Segmented image based on specific wavelength band

Fig. 5
figure 5

Specific wavelength band for same region in June 2016 and Dec 2016

The segmented image helps in easily identifying whether the rate of pollution has increased or decreased for a specific region during the course of time. From the above resultant images, it is clearly seen that pollution of above 20 units has increased from June 2016 to December 2016. This observation helps in taking necessary actions to control the pollution rate and to avoid dangerous situations.

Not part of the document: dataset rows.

PR #24958, opened 2025-09-23
🐛 Fixed RSA key generation to use 2048-bit keys

### LINKED ISSUE #24831: JWKS exposed under /members/.well-known/jwks.json provides invalid key length for Member JWTs
### Issue Summary

When verifying JWT member tokens, the JSON webtoken keyset (JWKS) exposed at `/members/.well-known/jwks.json` does not provide a public key of sufficient length to validate said tokens.

The issued member token header, retrieved from `members/api/session/` looks like this:
```json
{
  "alg": "RS512",
  "typ": "JWT",
  "kid": "redacted"
}
```
According to the official spec, RS512 requires the RSA key modulus length to be 2048 bits or larger. The current key exposed by Ghost’s JWKS endpoint appears to be smaller than this, resulting in the following error when verifying tokens with a compliant library like `jose`:
```
Error: RS512 requires key modulusLength to be 2048 bits or larger
```

### Steps to Reproduce

Grab a member token at `/member/api/session` and JSON web key at `/members/.well-known/jwks.json`. Make sure to use just the JSON Web Key, excluding the array. 

```json
{"kty":"RSA","kid":"2B9asCdRsVD1PorgY7K8KnJ3dF_0FB3v_3qM6pu00Y8","n":"o66I-4QwmERPboZwnhS6exwhZFRohZVOw_AK74C4BbwavIaCl-P0ZObJBnFcl7AWmNhFSRwDdg1L35CwNLMxhnzvmaLgu0qw4XrIFjFnPIV66zCt9HBSZk2fNQ0IN1bomUA7OQxe_Eou0_YNa-l9ZnfQnVnBIChaXALv89kSmaM","e":"AQAB"}
```

Enter into a validation site like `https://www.jwt.io/` and get the following error:

```
RS512 requires key modulusLength to be 2048 bits or larger
```

### Ghost Version

5.*, 6.*

### Node.js Version

22

both locally as well as on servers installed via docker and ghost pro.

### Database type

MySQL 5.7

### Browser & OS version

_No response_

```shell

```

### Code of Conduct

9larsons:
fixes https://github.com/TryGhost/Ghost/issues/24831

The segmented image of a particular region helps to study the change of air quality in the same region for a particular period of time. Figure 6 shows the imagery of the satellite image of European region for the period of March 2019, March 2020 and March 2021. The image displays the average concentration of NO2 in air which was recorded using Copernicus Sentinel-5P satellite. By viewing the original satellite imagery, it is challenging to easily identify regions of high pollution. By segmenting the imagery based on wavelength band of NO2 concentration, we can easily get regions of high and low pollution. By comparing the segmented imagery for particular period of time, we can easily show the increase/ decrease in air pollution for the region. The above images were segmented according to its wavelength band using the proposed segmentation technique of multilevel thresholding using DiDE.

Fig. 6
figure 6

Image of European region for March 2019, March 2020 and March 2021

Fig. 7
figure 7

Segmented image for high concentration of nitrogen dioxide

Figure 7 shows the segmented image for very high level of NO2 for the wavelength band between 15  and  20 units. The segmented image clearly helps us to study the increase or decrease of NO2 air pollution in a particular region and take action accordingly. For example, in the above segmented imagery, the NO2 concentration above Brussels has decreased between March 2019 and March 2020. But by March 2021, the segmented imagery shows that the NO2 concentration of the same region has risen to little more than the concentration in March 2019. Copernicus Sentinel missions provide open data of satellite imagery that helps scientists to assess the air quality globally. Through the technique provided in the paper, we can easily segregate the regions based on different wavelength of NO2.

7 Conclusions

In the anticipated work, DiDE technique was introduced and the technique was tested using fifteen benchmark functions. The outcomes are compared to traditional mutation strategies of DE. DiDE was then applied to fuzzy Tsallis entropy based multi-level thresholding. The thresholding results were enhanced for DiDE approach in assessment to old-style DE method. The threshold image was further isolated on the basis of definite wavelength level. Presently the approach is implemented on atmospheric remote sensing imagery from TEMIS and Copernicus Sentinel-5P satellite. By using this technique, we can easily identify regions of high air pollution and take remedial actions accordingly. Also timely comparison of regions based on air pollutant can be easily performed for related studies. The quality of the resultant imagery is compared with segmented results using other techniques and the approach mentioned in this work is found to be of superior quality. This work can be done on similar remote sensing images from other projects or instruments like MOPITT, SCIAMACHY, GOME, etc.